Modern school design may make it harder to take messages to students, Cody added. In recent years, new schools have been built to restrict public access. In newer schools, it’s more difficult to get to a common area to address students, she said. Fears for student safety following campus violence have spurred closed designs, she said. When fear is high and outsiders are unwelcome on campus, pro-life advocates must be confident about their right to free speech but careful to register as required by the Education Code. However, those planning to use a public sidewalk outside a campus shouldn’t inform school officials, Cody said, even though it seems the polite thing to do. If groups or individuals begin a pattern of asking for permission to use public sidewalks, they may set an expectation that could later be used to restrict pro-life speech. It’s also possible that a school official, if contacted, could try to talk a pro-lifer out of using a sidewalk near campus. The law says that a “public sidewalk constitutes a public forum, and unless you are blocking a driveway or preventing people from coming and going, it should not be a problem,” Cody said.

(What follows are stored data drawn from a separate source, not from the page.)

Issue #9142, opened 2024-02-25
No `arm-linux-gnueabihf-gcc` cmake toolchain


isXander:
There is no toolchain to cross-compile x86 to aarch64 on Linux

slouken:
We've only added the toolchain files for CI, we don't plan to maintain a comprehensive list.

PR #9143, opened 2024-02-25
Create `arm-linux-gnueabihf` cmake toolchain

isXander:
## Description
Adds the ability to cross-compile x86 -> aarch64

This code is untested as I currently am unable to access a host linux x86 machine.

## Existing Issue(s)
https://github.com/libsdl-org/SDL/issues/9142

### DIFF
--- a/build-scripts/cmake-toolchain-arm-linux-gnueabihf.cmake
+++ b/build-scripts/cmake-toolchain-arm-linux-gnueabihf.cmake
@@ -1,0 +1,18 @@
+set(CMAKE_SYSTEM_NAME Linux)
+set(CMAKE_SYSTEM_PROCESSOR arm)
+
+find_program(CMAKE_C_COMPILER NAMES arm-linux-gnueabihf-gcc)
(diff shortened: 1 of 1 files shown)


madebr:
Personally, I'm not a fan of adding a toolchain for every arch/os combination. This scales O(N²).
If somebody targets a certain arch/os and needs SDL3, he should just use the toolchain of his project to build SDL.
SDL does not need to maintain these toolchains.

build-scripts/cmake-toolchain-arm-linux-gnueabihf.cmake
```diff
@@ -0,0 +1,18 @@
+set(CMAKE_SYSTEM_NAME Linux)
+set(CMAKE_SYSTEM_PROCESSOR arm)
+
+find_program(CMAKE_C_COMPILER NAMES arm-linux-gnueabihf-gcc)
+find_program(CMAKE_CXX_COMPILER NAMES arm-linux-gnueabihf-g++)
+find_program(CMAKE_RC_COMPILER NAMES arm-linux-gnueabihf-windres)
```
madebr, line 6: This is not needed for non-Windows platforms.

She advised pro-life advocates who live outside California to check local laws regarding visitors on public school property. Rules can vary. They may be strict in some states, and nonexistent in others.
Cody said she knows the anti-abortion message can be unpopular. Some printed materials showing the reality of abortion are graphic. Seeing a poster or leaflet with a medical photograph of an aborted baby is upsetting. “People don’t like it. It is not a pleasant subject to confront when you are dropping off your teenager at school—but these are the same kids who can go get an abortion without parental notice or consent.”
[In the months after this interview was conducted, David Llewellen, an attorney practicing in the Sacramento area, has kindly consented to collaborate on this case. Mr. Llewellyn has contributed many hours and has formidable knowledge and expertise in First Amendment cases. He has been an invaluable resource to Ms. Cody, and will be lead counsel at the trial, set to commence November 9, 1999. —Ed.]